中文摘要：

借助图像处理和识别技术，建立复合材料真实微观结构的有限元模型，并运用该模型分析计算SiCp/2024Al复合材料在应变速率为200～14000 s-1下的动态力学性能。在真实微观结构的有限元模型中，无规则的SiC颗粒自由分布在铝合金基体材料中，SiC颗粒形貌保持原状。有限元模拟结果表明，动态压缩过程中，低体积分数的SiCp/2024Al复合材料流变应力随着应变速率的增加呈现先升高后降低的趋势。在较高应变率下，SiCp/2024Al复合材料流变应力出现降低趋势是由于复合材料内部损失或铝合金基体热软化甚至局部熔化导致的。

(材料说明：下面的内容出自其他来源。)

PR #694, opened 2025-01-23
hotfix - changelog

zabalad:
Revised changelog to reflect update to inventory pdde check


alex-silverman (changes requested):
the csv files in tests/helper_data/main-valid should, in theory, never be .new. That means that something changed about the data in those csvs. Of course, in this case, the changelog changes obviously didn't cause that, but we don't want to start tracking those files either. So, at the very least, we should delete those files. But I am curious why they're seen as new.

alex-silverman (approved):

Issue #680, opened 2025-01-08
Bed Type incompatible with Housing Type Warning Appearing for Programs with Consistent Bed Types and Housing Types


entomacy:
Bed Type incompatible with Housing Type Warning Appearing for Programs with Consistent Bed Types and Housing Types

**Time of Issue**
1/7/25 9:30am ish

**Expected behavior**
We are seeing programs with this warning in the PDDE report that we would not expect to see. Guidance says, "ES projects must record a Bed Type that is logically consistent with Housing Type at the project level. Facility-based beds align to the Housing Type of site-based and voucher-based beds align to the Housing Type of tenant-based." Our sample program is **Portage - Family and Community Services - Housing & Emergency Support Services - ES Overflow**. This program is site-based with facility-based current inventory records. We suspect that the warning is coming from inventory records that are ended and not in the reporting range (2013-2020 inventory records.)

vlopez0603:
Hi @entomacy - This should have been resolved in our most recent update. Please submit a new ticket if you are still experiencing the same issue.

PR #699, opened 2025-01-30
Reference active inventory for pdde check

zabalad:
Reference active inventory records instead of all inventory records to check bed type compatibility with housing type. Addresses issue 680: https://github.com/abtassociates/eva/issues/680


alex-silverman (approved):
looks good!

PR #712, opened 2025-02-11
use ReportStart() in the call to homeless_cls_finder within active_at…

alex-silverman:
…_Start_homeless definition


zabalad (approved):
Looks good

PR #717, opened 2025-02-18
Memory cleanup

alex-silverman:
remove uploaded zip file from Rtmp directory


zabalad (approved):
Everything works as expected. Once tests pass, this should be good to merge.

当应变低于0．62时，带有棱角的SiC颗粒比圆形SiC颗粒强化效果好，当应变大于0．62时，情况正好相反。

英文摘要：

Using the information of image processing and recognition,a microstructure-based finite element model （ FEM） is established to evaluate the dynamic properties of SiCp/2024Al composites at strain rates ranging from 200 to 14 000 s-1.In the microstructure-based model,the irregular SiC particles are randomly distributed in the metal matrix.The results show that the flow stress of SiCp/2024Al composites with low particle volume fraction increases firstly to a maximum value and then decreases with the increasing of strain rate during adiabatic compression.The probable reason for the reduction of flow stress is that the inner damage and the heat softening of composites play a key role in the dynamic behavior of SiCp/2024Al composites at higher strain rates.Moreover,the configurations of SiC particles have dominate influence on the dynamical behavior of SiCp/2024Al composites. In particular,in cases of smaller strain （less than 0.62）, the angular particles have better strengthening effect than those of circle particles,however,in contrast,the strengthening effect of circle particles is more remarkable.